* TASK INSTRUCTIONS
Tell how many lines in the data below contain "dependencies", using one number as the whole reply.
START EXTRACTED MATERIAL
PR #149, opened 2016-06-21
[Reviewer: Matt] Port the alarm agent to Centos

AlexHockey:
Hi Matt, 

Another PR, this time porting the alarm agent to centos. Again, I've tested that the RPM builds successfully, but I've not done any live testing yet. 

Thanks,
Alex.

### DIFF
--- a/Makefile
+++ b/Makefile
@@ -9,17 +9,24 @@ PREFIX ?= ${ROOT}/usr
 INSTALL_DIR ?= ${PREFIX}
 MODULE_DIR := ${ROOT}/modules
 
-DEB_COMPONENT := clearwater-snmp-handlers
-DEB_MAJOR_VERSION := 1.0${DEB_VERSION_QUALIFIER}
-DEB_NAMES := clearwater-snmp-handler-cdiv clearwater-snmp-alarm-agent clearwater-snmp-handler-memento-as clearwater-snmp-handler-memento clearwater-snmp-handler-astaire clearwater-snmp-alarm-agent-dbg
+PKG_COMPONENT := clearwater-snmp-handlers
+PKG_MAJOR_VERSION ?= 1.0
 
-# Add dependencies to deb-only (target will be added by build-infra)
+# Define DEB_NAMES and RPM_NAMES separately as we don't have RPMs for all the
+# components yet.
+DEB_NAMES := clearwater-snmp-handler-cdiv clearwater-snmp-alarm-agent clearwater-snmp-handler-memento-as clearwater-snmp-handler-memento clearwater-snmp-handler-astaire clearwater-snmp-alarm-agent-dbg
+RPM_NAMES := clearwater-snmp-alarm-agent
+
+# Add dependencies to deb-only and rpm-only (targets will be added by
+# build-infra). Again, these definitions are differnet as we don't have RPMs for
+# everything yet.
 deb-only: cw_alarm_agent cdiv_handler.so memento_handler.so memento_as_handler.so astaire_handler.so
+rpm-only: cw_alarm_agent
 
 INCLUDE_DIR := ${INSTALL_DIR}/include
 LIB_DIR := ${INSTALL_DIR}/lib
 
-SUBMODULES := 
+SUBMODULES :=
 
 CW_ALARM_AGENT_DIR := ${ROOT}/src
 CW_ALARM_AGENT_TEST_DIR := ${ROOT}/tests
@@ -68,9 +75,12 @@ distclean: $(patsubst %, %_distclean, ${SUBMODULES}) cw_alarm_agent_distclean
 	rm -rf ${ROOT}/build
 
 include build-infra/cw-deb.mk
-
 .PHONY: deb
 deb: build deb-only
+
+include build-infra/cw-rpm.mk
+.PHONY: rpm
+rpm: build rpm-only
 
 .PHONY: all build test clean distclean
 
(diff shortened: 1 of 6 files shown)


Makefile
```diff
@@ -9,17 +9,25 @@ PREFIX ?= ${ROOT}/usr
...
 
-DEB_COMPONENT := clearwater-snmp-handlers
-DEB_MAJOR_VERSION := 1.0${DEB_VERSION_QUALIFIER}
+PKG_COMPONENT := clearwater-snmp-handlers
+PKG_MAJOR_VERSION ?= 1.0
+
+# Define DEB_NAMES and RPM_NAMES separately as we don't have RPMs for all the
+# components yet.
 DEB_NAMES := clearwater-snmp-handler-cdiv clearwater-snmp-alarm-agent clearwater-snmp-handler-memento-as clearwater-snmp-handler-memento clearwater-snmp-handler-astaire clearwater-snmp-alarm-agent-dbg
+RPM_NAMES := clearwater-snmp-alarm-agent clearwater-snmp-alarm-agent-debuginfo
```
mirw: Should we changing DEB_NAMES to PKG_NAMES and make cw-rpm.mk be smart about "-dbg" -> "-debuginfo" (or automatically look for "-dbg"/"-debuginfo" versions of every package, as they're always going to be tied to the same repository as their parent)?

mirw: This would also avoid the need for the RPM_SPECS line below.

Makefile
```diff
@@ -68,9 +76,12 @@ distclean: $(patsubst %, %_distclean, ${SUBMODULES}) cw_alarm_agent_distclean
...
 include build-infra/cw-deb.mk
-
 .PHONY: deb
 deb: build deb-only
 
+include build-infra/cw-rpm.mk
+.PHONY: rpm
+rpm: build rpm-only
+
 .PHONY: all build test clean distclean
```
mirw: I think our `.PHONY` statements here are a bit broken - `all` doesn't seem to be a target, and above we have `cdiv_handler.so`, which is a target but definitely not phony.  Would you mind taking a quick look?

mirw: (Just to be clear, nothing to do with your changes.)

Makefile
AlexHockey: I didn't do this originally because it seems like it would couple rpms to deb, but on further thought I'm not sure it does. I think I'd implement this as: 

* `RPM_NAMES` defaults to `PKG_NAMES` but with the `-dbg` -> `-debuginfo` substitution applied. If you ever want to specify `RPM_NAMES` explicitly you have to specify debug packages using `-debuginfo`
* `cw-rpm.mk` spots packages ending in `-debuginfo` and doesn't try to build them. 

Sound OK?

Makefile
AlexHockey: Will do.

debian/clearwater-snmp-alarm-agent.upstart
```diff
@@ -1,37 +1,13 @@
...
-# running in different namespaces to obtain sockets in other namespaces.
-
 description "Clearwater alarm agent"
 
 start on (starting clearwater-monit)
 stop on runlevel [!2345]
 
 respawn
-# Sleep for 5 seconds on stop, to avoid respawning too quickly
-post-stop exec sleep 5
```
mirw: Why don't we need this any more?

rpm/clearwater-snmp-alarm-agent.spec
```diff
@@ -0,0 +1,31 @@
...
+systemctl enable clearwater-snmp-alarm-agent
+systemctl start clearwater-snmp-alarm-agent
+
+%preun
+systemctl stop clearwater-snmp-alarm-agent
+systemctl disable clearwater-snmp-alarm-agent
+
+%postun
+# Trigger an snmpd restart to unload the sub-agent
+systemctl stop snmpd || true
```
mirw: Do we actually need to do this?  We would for .so files, but I'm surprised for AgentX processes.

mirw:
Looks good.  Comments inline.

Makefile
mirw: As discussed, I think it would be cleaner to

*   remove `-dbg` and `-debuginfo` from `PKG_NAMES`, `DEB_NAMES` and `RPM_NAMES`
*   in cw-rpm.mk,

    *    build the spec files for all `RPM_NAMES`
    *    copy all packages named by `RPM_NAMES` or named by `RPM_NAMES` with a `-debuginfo` suffix

*   in cw-deb.mk, copy all packages named by `DEB_NAMES` or named by `DEB_NAMES` with a `-dbg` suffix
*   remove `RPM_SPECS` entirely (as it's not required).

Sound reasonable?

AlexHockey: Yep. I have implemented this but want to do some more testing before sending for re-review.

debian/clearwater-snmp-alarm-agent.upstart
AlexHockey: I deleted this and moved the code into the script block below (for consistency with other scripts). Though in retrospect this way seems better (since you sleep after the process has exited, rather than before it starts). I'll migrate the other script I saw to use this approach.

rpm/clearwater-snmp-alarm-agent.spec
AlexHockey: I'm not really sure, but:

* It's only called on post uninstall, which will rarely be executed in practice. 
* Changing this behaviour seems out of scope of porting to centos.

mirw: Fine.

Makefile
AlexHockey: It turns out that `all` is a target (defined at the top of the file) and the other targets that look like they shouldn't be phony are actually phonies.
END EXTRACTED MATERIAL
* RESULT
2